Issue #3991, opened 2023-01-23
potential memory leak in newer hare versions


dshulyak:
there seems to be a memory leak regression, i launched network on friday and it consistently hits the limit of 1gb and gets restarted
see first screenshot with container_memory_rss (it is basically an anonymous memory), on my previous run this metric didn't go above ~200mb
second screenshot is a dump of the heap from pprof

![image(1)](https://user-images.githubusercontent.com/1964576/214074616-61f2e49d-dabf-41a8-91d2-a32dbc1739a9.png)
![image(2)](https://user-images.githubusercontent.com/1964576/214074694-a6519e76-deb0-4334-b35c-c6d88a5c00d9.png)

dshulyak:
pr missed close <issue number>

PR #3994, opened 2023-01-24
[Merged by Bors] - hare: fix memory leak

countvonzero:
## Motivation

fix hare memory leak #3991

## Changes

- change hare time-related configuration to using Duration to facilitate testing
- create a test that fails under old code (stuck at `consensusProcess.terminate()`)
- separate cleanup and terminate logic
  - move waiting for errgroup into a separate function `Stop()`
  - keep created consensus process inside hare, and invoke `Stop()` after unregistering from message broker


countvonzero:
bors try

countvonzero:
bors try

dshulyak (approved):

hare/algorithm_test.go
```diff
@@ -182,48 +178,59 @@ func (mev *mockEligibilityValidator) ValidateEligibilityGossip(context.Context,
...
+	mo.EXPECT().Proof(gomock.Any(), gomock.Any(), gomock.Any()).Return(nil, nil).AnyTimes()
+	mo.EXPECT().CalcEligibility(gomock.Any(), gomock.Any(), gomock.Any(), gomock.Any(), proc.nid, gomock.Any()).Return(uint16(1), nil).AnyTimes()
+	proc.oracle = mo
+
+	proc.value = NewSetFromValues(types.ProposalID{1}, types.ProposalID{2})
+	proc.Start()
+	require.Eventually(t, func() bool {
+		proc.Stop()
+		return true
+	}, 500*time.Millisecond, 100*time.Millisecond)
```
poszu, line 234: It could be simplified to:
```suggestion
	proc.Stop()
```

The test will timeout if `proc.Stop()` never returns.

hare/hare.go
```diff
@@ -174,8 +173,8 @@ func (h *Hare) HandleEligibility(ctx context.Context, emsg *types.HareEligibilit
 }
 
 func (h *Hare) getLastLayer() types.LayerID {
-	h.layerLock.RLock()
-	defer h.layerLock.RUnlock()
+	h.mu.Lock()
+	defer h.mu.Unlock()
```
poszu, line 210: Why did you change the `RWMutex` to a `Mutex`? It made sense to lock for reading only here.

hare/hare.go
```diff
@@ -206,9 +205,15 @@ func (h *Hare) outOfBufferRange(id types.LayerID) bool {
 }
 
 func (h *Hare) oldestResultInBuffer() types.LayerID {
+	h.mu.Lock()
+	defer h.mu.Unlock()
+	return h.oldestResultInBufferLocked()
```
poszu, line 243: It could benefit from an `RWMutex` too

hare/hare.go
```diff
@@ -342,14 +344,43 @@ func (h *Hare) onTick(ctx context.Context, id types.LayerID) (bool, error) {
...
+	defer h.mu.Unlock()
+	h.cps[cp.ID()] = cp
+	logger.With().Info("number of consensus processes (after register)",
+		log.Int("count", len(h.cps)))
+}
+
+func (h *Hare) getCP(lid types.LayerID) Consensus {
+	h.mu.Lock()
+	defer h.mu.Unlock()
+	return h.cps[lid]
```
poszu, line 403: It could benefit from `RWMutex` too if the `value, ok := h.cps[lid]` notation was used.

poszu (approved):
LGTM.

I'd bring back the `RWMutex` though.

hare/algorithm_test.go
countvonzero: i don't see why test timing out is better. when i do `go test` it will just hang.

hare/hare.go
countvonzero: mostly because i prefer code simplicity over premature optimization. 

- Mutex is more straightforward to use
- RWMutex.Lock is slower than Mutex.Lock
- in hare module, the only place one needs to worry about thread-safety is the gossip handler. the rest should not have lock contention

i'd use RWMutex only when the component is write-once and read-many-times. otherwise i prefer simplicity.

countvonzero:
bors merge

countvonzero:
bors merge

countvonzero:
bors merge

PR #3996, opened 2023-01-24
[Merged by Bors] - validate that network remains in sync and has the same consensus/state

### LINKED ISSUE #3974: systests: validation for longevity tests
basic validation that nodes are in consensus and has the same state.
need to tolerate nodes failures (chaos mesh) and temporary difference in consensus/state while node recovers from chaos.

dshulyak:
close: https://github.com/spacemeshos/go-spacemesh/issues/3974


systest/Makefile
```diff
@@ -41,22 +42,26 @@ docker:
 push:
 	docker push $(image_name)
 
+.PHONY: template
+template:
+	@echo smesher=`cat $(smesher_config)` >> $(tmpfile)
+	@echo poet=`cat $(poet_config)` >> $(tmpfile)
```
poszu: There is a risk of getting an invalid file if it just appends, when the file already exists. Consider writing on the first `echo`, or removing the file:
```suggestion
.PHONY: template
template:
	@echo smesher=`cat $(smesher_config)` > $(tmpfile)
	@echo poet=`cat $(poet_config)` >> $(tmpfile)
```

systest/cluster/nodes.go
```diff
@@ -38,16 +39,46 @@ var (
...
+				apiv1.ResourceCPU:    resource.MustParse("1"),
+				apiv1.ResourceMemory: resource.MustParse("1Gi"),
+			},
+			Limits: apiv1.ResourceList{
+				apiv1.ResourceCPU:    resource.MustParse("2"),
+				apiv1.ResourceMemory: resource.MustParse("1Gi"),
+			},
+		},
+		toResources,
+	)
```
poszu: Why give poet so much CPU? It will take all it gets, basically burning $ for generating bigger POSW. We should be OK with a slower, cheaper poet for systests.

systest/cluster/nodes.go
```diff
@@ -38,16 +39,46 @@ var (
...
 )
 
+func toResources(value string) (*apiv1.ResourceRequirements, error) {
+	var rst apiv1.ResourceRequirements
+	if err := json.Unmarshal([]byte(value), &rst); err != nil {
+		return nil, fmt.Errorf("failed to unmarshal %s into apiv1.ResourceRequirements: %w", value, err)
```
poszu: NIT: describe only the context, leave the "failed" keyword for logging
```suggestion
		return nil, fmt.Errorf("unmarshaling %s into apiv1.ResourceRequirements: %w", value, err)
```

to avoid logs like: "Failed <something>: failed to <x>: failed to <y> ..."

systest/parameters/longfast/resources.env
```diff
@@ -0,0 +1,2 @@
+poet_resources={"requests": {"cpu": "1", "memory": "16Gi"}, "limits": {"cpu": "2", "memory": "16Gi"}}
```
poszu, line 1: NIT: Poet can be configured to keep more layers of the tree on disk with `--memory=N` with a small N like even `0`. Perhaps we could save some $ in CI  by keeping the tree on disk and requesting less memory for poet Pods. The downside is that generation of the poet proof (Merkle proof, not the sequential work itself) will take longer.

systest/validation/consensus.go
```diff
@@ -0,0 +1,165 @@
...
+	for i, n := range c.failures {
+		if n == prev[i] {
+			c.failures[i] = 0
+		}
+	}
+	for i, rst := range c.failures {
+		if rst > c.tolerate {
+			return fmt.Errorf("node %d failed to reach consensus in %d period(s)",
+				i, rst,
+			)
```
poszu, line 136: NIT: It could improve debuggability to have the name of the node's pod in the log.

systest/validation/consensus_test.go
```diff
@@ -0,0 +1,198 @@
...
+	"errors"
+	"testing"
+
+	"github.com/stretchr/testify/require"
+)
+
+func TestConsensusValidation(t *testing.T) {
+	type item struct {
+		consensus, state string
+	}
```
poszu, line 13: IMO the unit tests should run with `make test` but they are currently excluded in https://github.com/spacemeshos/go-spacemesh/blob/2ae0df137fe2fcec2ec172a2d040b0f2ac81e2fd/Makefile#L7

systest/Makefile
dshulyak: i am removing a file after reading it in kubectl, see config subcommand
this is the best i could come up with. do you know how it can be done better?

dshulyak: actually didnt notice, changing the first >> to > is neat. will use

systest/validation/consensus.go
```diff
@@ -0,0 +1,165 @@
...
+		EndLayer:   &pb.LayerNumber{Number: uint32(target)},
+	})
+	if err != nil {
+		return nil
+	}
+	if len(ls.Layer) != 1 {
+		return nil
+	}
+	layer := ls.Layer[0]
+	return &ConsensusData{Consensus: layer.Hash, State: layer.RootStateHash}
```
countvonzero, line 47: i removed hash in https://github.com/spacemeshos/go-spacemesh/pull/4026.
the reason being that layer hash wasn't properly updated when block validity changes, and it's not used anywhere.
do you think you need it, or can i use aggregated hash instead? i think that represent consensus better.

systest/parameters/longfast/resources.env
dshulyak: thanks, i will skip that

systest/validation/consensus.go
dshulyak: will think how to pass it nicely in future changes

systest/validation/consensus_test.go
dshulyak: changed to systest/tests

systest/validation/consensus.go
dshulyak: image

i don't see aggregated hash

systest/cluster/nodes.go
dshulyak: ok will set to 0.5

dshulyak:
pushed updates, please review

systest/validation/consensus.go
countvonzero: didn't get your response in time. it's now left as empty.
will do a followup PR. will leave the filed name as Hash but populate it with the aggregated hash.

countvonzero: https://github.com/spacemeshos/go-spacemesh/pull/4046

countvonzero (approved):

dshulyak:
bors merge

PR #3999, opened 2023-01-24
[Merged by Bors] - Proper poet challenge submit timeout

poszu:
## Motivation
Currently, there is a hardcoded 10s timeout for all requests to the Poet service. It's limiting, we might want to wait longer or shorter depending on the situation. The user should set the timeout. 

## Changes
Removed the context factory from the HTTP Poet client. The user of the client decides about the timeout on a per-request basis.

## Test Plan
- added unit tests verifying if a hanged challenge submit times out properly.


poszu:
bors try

- - -

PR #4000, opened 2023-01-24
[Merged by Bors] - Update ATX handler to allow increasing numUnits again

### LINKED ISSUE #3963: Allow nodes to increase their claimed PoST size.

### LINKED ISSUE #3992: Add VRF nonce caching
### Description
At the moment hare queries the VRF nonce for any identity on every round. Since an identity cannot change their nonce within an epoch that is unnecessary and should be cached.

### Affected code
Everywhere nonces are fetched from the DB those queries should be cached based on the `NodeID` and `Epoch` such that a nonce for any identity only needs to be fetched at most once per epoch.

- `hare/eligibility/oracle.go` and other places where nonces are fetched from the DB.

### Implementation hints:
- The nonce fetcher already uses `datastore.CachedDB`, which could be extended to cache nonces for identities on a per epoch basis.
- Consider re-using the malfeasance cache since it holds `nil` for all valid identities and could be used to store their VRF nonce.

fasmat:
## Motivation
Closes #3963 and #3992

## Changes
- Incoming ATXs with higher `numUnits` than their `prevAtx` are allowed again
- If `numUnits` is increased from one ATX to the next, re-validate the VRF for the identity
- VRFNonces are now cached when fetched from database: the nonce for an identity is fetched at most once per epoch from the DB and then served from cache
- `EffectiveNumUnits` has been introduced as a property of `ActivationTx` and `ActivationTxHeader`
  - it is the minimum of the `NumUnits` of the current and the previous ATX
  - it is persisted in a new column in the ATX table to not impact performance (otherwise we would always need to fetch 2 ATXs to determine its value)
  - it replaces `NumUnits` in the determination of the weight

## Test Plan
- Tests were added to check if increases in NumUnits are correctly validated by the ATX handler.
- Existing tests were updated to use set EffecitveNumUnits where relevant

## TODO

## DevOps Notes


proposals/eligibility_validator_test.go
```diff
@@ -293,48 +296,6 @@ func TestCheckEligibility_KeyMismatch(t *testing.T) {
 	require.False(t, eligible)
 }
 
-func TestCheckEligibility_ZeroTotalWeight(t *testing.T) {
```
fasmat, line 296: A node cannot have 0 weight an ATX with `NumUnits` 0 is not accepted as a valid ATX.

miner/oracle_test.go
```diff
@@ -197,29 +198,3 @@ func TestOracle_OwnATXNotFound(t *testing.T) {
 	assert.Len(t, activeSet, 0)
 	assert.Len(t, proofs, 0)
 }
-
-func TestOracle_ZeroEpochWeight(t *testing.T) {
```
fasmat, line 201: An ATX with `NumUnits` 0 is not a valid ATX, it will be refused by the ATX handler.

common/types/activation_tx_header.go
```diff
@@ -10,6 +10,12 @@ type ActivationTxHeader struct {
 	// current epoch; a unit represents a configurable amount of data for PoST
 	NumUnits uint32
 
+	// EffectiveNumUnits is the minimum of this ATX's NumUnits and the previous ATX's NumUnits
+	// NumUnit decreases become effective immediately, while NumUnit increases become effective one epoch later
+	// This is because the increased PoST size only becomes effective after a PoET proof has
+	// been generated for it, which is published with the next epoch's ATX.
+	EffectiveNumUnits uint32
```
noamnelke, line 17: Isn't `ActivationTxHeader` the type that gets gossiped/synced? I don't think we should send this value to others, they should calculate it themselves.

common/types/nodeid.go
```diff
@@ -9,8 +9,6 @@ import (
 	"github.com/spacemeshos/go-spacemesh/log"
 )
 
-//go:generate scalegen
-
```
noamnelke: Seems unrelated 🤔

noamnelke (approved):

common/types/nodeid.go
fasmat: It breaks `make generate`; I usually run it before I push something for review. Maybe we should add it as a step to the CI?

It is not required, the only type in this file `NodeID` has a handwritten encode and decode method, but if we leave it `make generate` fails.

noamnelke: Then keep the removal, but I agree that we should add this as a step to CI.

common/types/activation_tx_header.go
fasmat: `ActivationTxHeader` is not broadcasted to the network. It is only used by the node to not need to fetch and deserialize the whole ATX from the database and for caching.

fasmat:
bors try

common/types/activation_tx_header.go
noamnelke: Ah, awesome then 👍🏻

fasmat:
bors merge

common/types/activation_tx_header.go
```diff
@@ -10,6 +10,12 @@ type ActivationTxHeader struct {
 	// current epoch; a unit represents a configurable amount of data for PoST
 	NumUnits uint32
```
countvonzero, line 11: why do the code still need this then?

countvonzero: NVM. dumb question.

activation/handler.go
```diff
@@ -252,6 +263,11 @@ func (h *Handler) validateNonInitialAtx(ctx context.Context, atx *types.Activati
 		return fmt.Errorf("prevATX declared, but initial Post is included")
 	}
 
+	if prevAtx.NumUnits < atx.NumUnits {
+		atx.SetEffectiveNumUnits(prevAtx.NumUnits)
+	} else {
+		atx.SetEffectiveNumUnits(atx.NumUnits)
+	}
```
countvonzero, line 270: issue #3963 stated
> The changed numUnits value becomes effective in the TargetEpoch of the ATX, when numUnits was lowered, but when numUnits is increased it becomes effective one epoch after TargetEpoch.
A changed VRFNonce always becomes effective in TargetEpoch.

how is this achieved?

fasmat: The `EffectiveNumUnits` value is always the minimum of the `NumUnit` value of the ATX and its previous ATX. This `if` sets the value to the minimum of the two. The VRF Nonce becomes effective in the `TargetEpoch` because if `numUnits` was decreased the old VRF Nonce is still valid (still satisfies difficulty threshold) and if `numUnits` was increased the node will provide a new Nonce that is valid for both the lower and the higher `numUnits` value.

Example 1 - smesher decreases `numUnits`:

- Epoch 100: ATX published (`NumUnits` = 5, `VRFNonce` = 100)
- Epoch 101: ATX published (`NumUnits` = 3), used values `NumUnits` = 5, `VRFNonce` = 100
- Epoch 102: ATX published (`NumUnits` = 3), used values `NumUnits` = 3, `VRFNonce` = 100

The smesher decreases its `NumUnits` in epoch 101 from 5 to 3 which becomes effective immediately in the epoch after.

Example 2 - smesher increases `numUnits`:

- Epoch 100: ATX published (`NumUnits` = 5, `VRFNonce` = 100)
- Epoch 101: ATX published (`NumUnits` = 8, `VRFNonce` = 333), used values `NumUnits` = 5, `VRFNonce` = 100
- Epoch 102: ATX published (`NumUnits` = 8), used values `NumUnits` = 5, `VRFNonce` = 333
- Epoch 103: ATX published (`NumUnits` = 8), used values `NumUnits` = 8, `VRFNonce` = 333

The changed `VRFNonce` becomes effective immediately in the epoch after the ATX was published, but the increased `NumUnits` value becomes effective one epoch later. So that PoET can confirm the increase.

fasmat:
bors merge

- - -

#### Exercise prompt:
Which lines of the records above hold the word "increased"? Copy each of them.

#### Answer to this task:
- If `numUnits` is increased from one ATX to the next, re-validate the VRF for the identity
+	// This is because the increased PoST size only becomes effective after a PoET proof has
> The changed numUnits value becomes effective in the TargetEpoch of the ATX, when numUnits was lowered, but when numUnits is increased it becomes effective one epoch after TargetEpoch.
fasmat: The `EffectiveNumUnits` value is always the minimum of the `NumUnit` value of the ATX and its previous ATX. This `if` sets the value to the minimum of the two. The VRF Nonce becomes effective in the `TargetEpoch` because if `numUnits` was decreased the old VRF Nonce is still valid (still satisfies difficulty threshold) and if `numUnits` was increased the node will provide a new Nonce that is valid for both the lower and the higher `numUnits` value.
The changed `VRFNonce` becomes effective immediately in the epoch after the ATX was published, but the increased `NumUnits` value becomes effective one epoch later. So that PoET can confirm the increase.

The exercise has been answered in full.